A monthly time series of changes in maintenance expenses (ΔExp) for an equipment rental company was fit to an AR(1) model over 100 months. The results of the regression and the first twelve lagged residual autocorrelations are shown in the tables below. Based on the information in these tables, does the model appear to be appropriately specified? (Assume a 5% level of significance.)

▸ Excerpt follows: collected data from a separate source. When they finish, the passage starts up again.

PR #2274, opened 2026-04-10
  Add ACL Mirror Copy Type and Mirror Session ID match fields

mobinmohan:
This PR introduces two new ACL match fields to the SAI ACL headers:
  
  1. `SAI_ACL_TABLE_ATTR_FIELD_ACL_MIRROR_COPY_TYPE`: Allows ACL rules to match packets based on whether they are mirror copies and their specific type (Ingress, Egress, or Ingress Or Egress).
  
  2. `SAI_ACL_TABLE_ATTR_FIELD_ACL_MIRROR_SESSION_ID`: Allows ACL rules to match based on a specific mirror session ID.


JaiOCP:
> _ No description provided. _

Pleas provide description of the PR

JaiOCP:
@mobinmohan Is it an ingress mirror or egress mirror copy match condition.

mobinmohan:
> @mobinmohan Is it an ingress mirror or egress mirror copy match condition.

The attribute was to match both ingress and egress mirror copies. However, I can change the type from `bool` to `sai_acl_mirror_copy_type_t` to allow selective matching, if the underlying hardware supports it. Please let me know your recommendation.

```
+/**
+ * @brief Mirror copy type for ACL matching
+ */
+typedef enum _sai_acl_mirror_copy_type_t
+{
+    SAI_ACL_MIRROR_COPY_TYPE_NONE,
+    SAI_ACL_MIRROR_COPY_TYPE_INGRESS,
+    SAI_ACL_MIRROR_COPY_TYPE_EGRESS,
+    SAI_ACL_MIRROR_COPY_TYPE_ANY
+} sai_acl_mirror_copy_type_t;
+
+
```

JaiOCP:
> > @mobinmohan Is it an ingress mirror or egress mirror copy match condition.
> 
> The attribute was to match both ingress and egress mirror copies. However, I can change the type from `bool` to `sai_acl_mirror_copy_type_t` to allow selective matching, if the underlying hardware supports it. Please let me know your recommendation.
> 
> ```
> +/**
> + * @brief Mirror copy type for ACL matching
> + */
> +typedef enum _sai_acl_mirror_copy_type_t
> +{
> +    SAI_ACL_MIRROR_COPY_TYPE_NONE,
> +    SAI_ACL_MIRROR_COPY_TYPE_INGRESS,
> +    SAI_ACL_MIRROR_COPY_TYPE_EGRESS,
> +    SAI_ACL_MIRROR_COPY_TYPE_ANY
> +} sai_acl_mirror_copy_type_t;
> +
> +
> ```

I don't think we need to have type_t.
If the ACL table stage is ingress then the match action would apply to ingress mirror.
If the ACL table stage is egress then the match action would apply to egress mirror.

Typically there is no case where ingress mirror copy needs an egress ACL rule for match action as the mirror copy is taken out to the mirror port directly but I am not very sure about it. Is that a use case for you?

inc/saiacl.h
```diff
@@ -2825,10 +2834,19 @@ typedef enum _sai_acl_entry_attr_t
...
+     * @flags CREATE_AND_SET
+     * @default disabled
+     */
+    SAI_ACL_ENTRY_ATTR_FIELD_MIRROR_COPY = SAI_ACL_ENTRY_ATTR_FIELD_START + 0x167,
+
     /**
      * @brief End of Rule Match Fields
      */
-    SAI_ACL_ENTRY_ATTR_FIELD_END = SAI_ACL_ENTRY_ATTR_FIELD_CSIG_D_BIT,
+    SAI_ACL_ENTRY_ATTR_FIELD_END = SAI_ACL_ENTRY_ATTR_FIELD_MIRROR_COPY,
```
kcudnik, line 2849: i'm wondering whether we should make those as last item, not equal to last valid item, all _END attributes in all SAI are defined after last valid enum item, except those 4:
```c
saiacl.h:    SAI_ACL_TABLE_ATTR_FIELD_END = SAI_ACL_TABLE_ATTR_FIELD_CSIG_D_BIT,
saiacl.h:    SAI_ACL_TABLE_ATTR_FIELD_VALID_BITS_END = SAI_ACL_TABLE_ATTR_FIELD_VALID_BITS_DST_IPV6,
saiacl.h:    SAI_ACL_ENTRY_ATTR_FIELD_END = SAI_ACL_ENTRY_ATTR_FIELD_CSIG_D_BIT,
saiacl.h:    SAI_ACL_ENTRY_ATTR_ACTION_END = SAI_ACL_ENTRY_ATTR_ACTION_TAM_OBJECT,
```

which requires alywas to set change those after adding new values

we could redefine those 4 and not have to touch them every time, then we could have consistency across all SAI

proble could be for 
```c

1753     SAI_ACL_TABLE_ATTR_FIELD_VALID_BITS_END = SAI_ACL_TABLE_ATTR_FIELD_VALID_BITS_DST_IPV6,
1754 
1755     /**
1756      * @brief End of ACL Table attributes
1757      */
1758     SAI_ACL_TABLE_ATTR_END,
1759 

3480     SAI_ACL_ENTRY_ATTR_ACTION_END = SAI_ACL_ENTRY_ATTR_ACTION_TAM_OBJECT,
3481 
3482     /**
3483      * @brief End of ACL Entry attributes
3484      */
3485     SAI_ACL_ENTRY_ATTR_END,
3486 
```

since if we made it like this:
```c
SAI_ACL_TABLE_ATTR_FIELD_VALID_BITS_END,
SAI_ACL_TABLE_ATTR_END


SAI_ACL_ENTRY_ATTR_ACTION_END,
SAI_ACL_ENTRY_ATTR_END
```

then SAI_ACL_TABLE_ATTR_END and SAI_ACL_ENTRY_ATTR_END will not point to last valid attribute but rather SAI_ACL_TABLE_ATTR_FIELD_VALID_BITS_END and SAI_ACL_ENTRY_ATTR_ACTION_END which are just markers

JaiOCP: We can take this up as a separate PR. 
Quick question: Except that we have to change  _END attribute whenever we add new attribute, functionally there is no impact. Is that understanding correct?

kcudnik: there should be no impact, some of the vendors may use _END attribute to check if range is valid, so in those 4 cases could mean to change <= to <

mobinmohan:
> > _ No description provided. _
> 
> Pleas provide description of the PR

Added description.

mobinmohan:
> > > @mobinmohan Is it an ingress mirror or egress mirror copy match condition.
> > 
> > 
> > The attribute was to match both ingress and egress mirror copies. However, I can change the type from `bool` to `sai_acl_mirror_copy_type_t` to allow selective matching, if the underlying hardware supports it. Please let me know your recommendation.
> > ```
> > +/**
> > + * @brief Mirror copy type for ACL matching
> > + */
> > +typedef enum _sai_acl_mirror_copy_type_t
> > +{
> > +    SAI_ACL_MIRROR_COPY_TYPE_NONE,
> > +    SAI_ACL_MIRROR_COPY_TYPE_INGRESS,
> > +    SAI_ACL_MIRROR_COPY_TYPE_EGRESS,
> > +    SAI_ACL_MIRROR_COPY_TYPE_ANY
> > +} sai_acl_mirror_copy_type_t;
> > +
> > +
> > ```
> 
> I don't think we need to have type_t. If the ACL table stage is ingress then the match action would apply to ingress mirror. If the ACL table stage is egress then the match action would apply to egress mirror.
> 
> Typically there is no case where ingress mirror copy needs an egress ACL rule for match action as the mirror copy is taken out to the mirror port directly but I am not very sure about it. Is that a use case for you?

Sounds good. We can continue with the default(bool).

Gnanapriya27:
> _sai_acl_mirror_copy_type_t

The current bool definition still leaves ambiguity on what exactly is being matched.
Interpreting this based on the stage as per ACL table,
Ingress ACL stage → match ingress-generated mirror copies only
Egress ACL stage → match egress-generated mirror copies only

then SAI_ACL_ENTRY_ATTR_FIELD_MIRROR_COPY=true in an egress ACL table, does it mean only egress mirror copies, not any mirrored packet ? please clarify.

Modeling this stage/direction explicitly using sai_acl_mirror_copy_type_t (as proposed in this conversation) would make the semantics unambiguous and future-proof the design, enum capability query allows the vendor to announce their capabilities.

inc/saiacl.h
```diff
@@ -1647,10 +1647,19 @@ typedef enum _sai_acl_table_attr_t
...
     SAI_ACL_TABLE_ATTR_FIELD_CSIG_D_BIT = SAI_ACL_TABLE_ATTR_FIELD_START + 0x166,
 
+    /**
+     * @brief Match on a mirror copy packet
+     *
+     * @type bool
+     * @flags CREATE_ONLY
+     * @default false
+     */
+    SAI_ACL_TABLE_ATTR_FIELD_MIRROR_COPY = SAI_ACL_TABLE_ATTR_FIELD_START + 0x167,
```
Gnanapriya27: Can you clarify whether SAI_ACL_ENTRY_ATTR_FIELD_MIRROR_COPY matches mirror copies generated by any mirror session (i.e. a generic “mirrored packet” qualifier), or whether there is intent to support classification of mirror copies generated by a specific mirror session?

A potential use case is applying different ACL treatment to traffic mirrored by different mirror sessions (for example, Mirror session A vs session B). With the current boolean qualifier, it is not clear how per-session discrimination would be achieved.

JaiOCP:
> > _sai_acl_mirror_copy_type_t
> 
> The current bool definition still leaves ambiguity on what exactly is being matched. Interpreting this based on the stage as per ACL table, Ingress ACL stage → match ingress-generated mirror copies only Egress ACL stage → match egress-generated mirror copies only
> 
> then SAI_ACL_ENTRY_ATTR_FIELD_MIRROR_COPY=true in an egress ACL table, does it mean only egress mirror copies, not any mirrored packet ? please clarify.
> 
> Modeling this stage/direction explicitly using sai_acl_mirror_copy_type_t (as proposed in this conversation) would make the semantics unambiguous and future-proof the design, enum capability query allows the vendor to announce their capabilities.

I agree and take my earlier statement back.
Just providing the stage is not enough. Lets use the type_t

mobinmohan:
> > _sai_acl_mirror_copy_type_t
> 
> The current bool definition still leaves ambiguity on what exactly is being matched. Interpreting this based on the stage as per ACL table, Ingress ACL stage → match ingress-generated mirror copies only Egress ACL stage → match egress-generated mirror copies only
> 
> then SAI_ACL_ENTRY_ATTR_FIELD_MIRROR_COPY=true in an egress ACL table, does it mean only egress mirror copies, not any mirrored packet ? please clarify.
> 
> Modeling this stage/direction explicitly using sai_acl_mirror_copy_type_t (as proposed in this conversation) would make the semantics unambiguous and future-proof the design, enum capability query allows the vendor to announce their capabilities.

I received a similar feedback during the weekly review meeting. I agree using sai_acl_mirror_copy_type_t makes the design future proof. I have updated the PR to use the enum type, though proper distinction will depend on the ASIC support.

mobinmohan:
> > > _sai_acl_mirror_copy_type_t
> > 
> > 
> > The current bool definition still leaves ambiguity on what exactly is being matched. Interpreting this based on the stage as per ACL table, Ingress ACL stage → match ingress-generated mirror copies only Egress ACL stage → match egress-generated mirror copies only
> > then SAI_ACL_ENTRY_ATTR_FIELD_MIRROR_COPY=true in an egress ACL table, does it mean only egress mirror copies, not any mirrored packet ? please clarify.
> > Modeling this stage/direction explicitly using sai_acl_mirror_copy_type_t (as proposed in this conversation) would make the semantics unambiguous and future-proof the design, enum capability query allows the vendor to announce their capabilities.
> 
> I agree and take my earlier statement back. Just providing the stage is not enough. Lets use the type_t

Thanks for reviewing this during the weekly meeting. I have update the PR now.

JaiOCP (approved):

mikeberesford (approved):

inc/saiacl.h
```diff
@@ -1647,10 +1665,19 @@ typedef enum _sai_acl_table_attr_t
...
     SAI_ACL_TABLE_ATTR_FIELD_CSIG_D_BIT = SAI_ACL_TABLE_ATTR_FIELD_START + 0x166,
 
+    /**
+     * @brief Match on mirror copy type
+     *
+     * @type bool
+     * @flags CREATE_ONLY
+     * @default false
+     */
+    SAI_ACL_TABLE_ATTR_FIELD_ACL_MIRROR_COPY_TYPE = SAI_ACL_TABLE_ATTR_FIELD_START + 0x167,
```
Gnanapriya27, line 1675: Below comment was outdated, as the patch was modified after it was made. Re-adding it here for the author’s review and response.

Can you clarify whether SAI_ACL_ENTRY_ATTR_FIELD_MIRROR_COPY matches mirror copies generated by any mirror session (i.e. a generic “mirrored packet” qualifier), or whether there is intent to support classification of mirror copies generated by a specific mirror session?

A potential use case is applying different ACL treatment to traffic mirrored by different mirror sessions (for example, Mirror session A vs session B). With the current boolean qualifier, it is not clear how per-session discrimination would be achieved.

mobinmohan: > The current bool definition still leaves ambiguity on what exactly is being matched. Interpreting this based on the stage as per ACL table, Ingress ACL stage → match ingress-generated mirror copies only Egress ACL stage → match egress-generated mirror copies only

@Gnanapriya27 In the latest commit SAI_ACL_ENTRY_ATTR_FIELD_ACL_MIRROR_COPY_TYPE was changed from bool to sai_acl_mirror_copy_type_t type. This definition resolves the ambiguity regarding ingress vs egress mirror copies.

> Can you clarify whether SAI_ACL_ENTRY_ATTR_FIELD_MIRROR_COPY matches mirror copies generated by any mirror session (i.e. a generic “mirrored packet” qualifier), or whether there is intent to support classification of mirror copies generated by a specific mirror session?

This is an interesting use case, we can consider introducing a new match field ACL_MIRROR_SESSION_ID. I would recommend tracking this as a separate PR.

Gnanapriya27: As you propose, introducing a match field such as ACL_MIRROR_SESSION_ID would make this proposal more complete and practically usable.

Consider a scenario where multiple mirror sessions (e.g., local/SPAN and ERSPAN) are active and generating mirrored traffic. In such cases, it may be necessary to selectively classify or apply policy only to mirror copies generated by a specific session (for example, an ERSPAN session used for telemetry or security analysis).

With the current generic qualifier (SAI_ACL_ENTRY_ATTR_FIELD_MIRROR_COPY), classification is limited to identifying whether a packet is ingress/egress mirrored or not, without the ability to distinguish which mirror session originated the copy

inc/saiacl.h
```diff
@@ -2825,10 +2861,29 @@ typedef enum _sai_acl_entry_attr_t
...
     SAI_ACL_ENTRY_ATTR_FIELD_CSIG_D_BIT = SAI_ACL_ENTRY_ATTR_FIELD_START + 0x166,
 
+    /**
+     * @brief Match on mirror copy type
+     *
+     * @type sai_acl_field_data_t sai_acl_mirror_copy_type_t
+     * @flags CREATE_AND_SET
+     * @default disabled
+     */
+    SAI_ACL_ENTRY_ATTR_FIELD_ACL_MIRROR_COPY_TYPE = SAI_ACL_ENTRY_ATTR_FIELD_START + 0x167,
```
Gnanapriya27, line 2871: Semantics related:
Remove ACL from the new attr to be inlined with existing attr SAI_ACL_ENTRY_ATTR_FIELD_ACL_MIRROR_COPY_TYPE  to
SAI_ACL_ENTRY_ATTR_FIELD_MIRROR_COPY_TYPE

Same for other attr as well

inc/saiacl.h
```diff
@@ -587,6 +587,24 @@ typedef enum _sai_acl_table_group_member_attr_t
 
 } sai_acl_table_group_member_attr_t;
 
+/**
+ * @brief Mirror copy type for ACL matching
+ */
+typedef enum _sai_acl_mirror_copy_type_t
+{
+    /** Match packets that are not mirror copies */
+    SAI_ACL_MIRROR_COPY_TYPE_NONE,
```
Gnanapriya27, line 596: what does NONE signifies ?
MIRROR_COPY is a match criteria that is specifically meant for matching on the mirrored copy of the packet alone and not the original packet.

`NONE' description indicated not mirror copies
NONE enum description and the primary intent of this qualifier still raises ambiguity

inc/saiacl.h
```diff
@@ -2825,10 +2861,29 @@ typedef enum _sai_acl_entry_attr_t
...
+     * @brief Match on mirror copy type
+     *
+     * @type sai_acl_field_data_t sai_acl_mirror_copy_type_t
+     * @flags CREATE_AND_SET
+     * @default disabled
+     */
+    SAI_ACL_ENTRY_ATTR_FIELD_ACL_MIRROR_COPY_TYPE = SAI_ACL_ENTRY_ATTR_FIELD_START + 0x167,
+
+    /**
+     * @brief Match on mirror session ID
```
Gnanapriya27: it would be better to brief it like Match on mirror copies generated by this mirror session ID

inc/saiacl.h
mobinmohan: The SAI metadata checker enforces a convention for attributes with custom enum type. It requires the attribute name suffix match the enum type name (excluding the sai_ prefix and _t suffix). Here the type name is sai_acl_mirror_copy_type_t. Removing acl keyword from the type_t would not be preferred here.

The naming is also similar to SAI_ACL_ENTRY_ATTR_FIELD_ACL_IP_TYPE and SAI_ACL_ENTRY_ATTR_FIELD_ACL_IP_FRAG.

Gnanapriya27: Thanks for the details, Agree.

inc/saiacl.h
mobinmohan: > what does NONE signifies ?

Match on original packet is specified using NONE.

> MIRROR_COPY is a match criteria that is specifically meant for matching on the mirrored copy of the packet alone and not the original packet.

I do not think that aligns with the intended behavior. If a user shares the same ACL group for multiple features, they need control to differentiate between original vs mirror traffic. If a feature should not apply to mirror copies, they need a way to specify that. NONE will help to specify the rule should not match on mirror copies.

inc/saiacl.h
mobinmohan: Sure. I have updated it.

Gnanapriya27 (approved):
Looks good to me

tjchadaga (approved):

Regression Results for Maintenance Expense Changes
Model: DExpt = b0 + b1DExpt–1 + et
	Coefficients	Standard Error	t-Statistic	p-value
Intercept	1.3304	0.0089	112.2849	< 0.0001
Lag-1	0.1817	0.0061	30.0125	< 0.0001

Lagged Residual Autocorrelations for Maintenance Expense Changes
Lag	Autocorrelation	t-Statistic	Lag	Autocorrelation	t-Statistic
1	−0.239	−2.39	7	−0.018	−0.18
2	−0.278	−2.78	8	−0.033	−0.33
3	−0.045	−0.45	9	0.261	2.61
4	−0.033	−0.33	10	−0.060	−0.60
5	−0.180	−1.80	11	0.212	2.12
6	−0.110	−1.10	12	0.022	0.22

A) No, because several of the residual autocorrelations are significant.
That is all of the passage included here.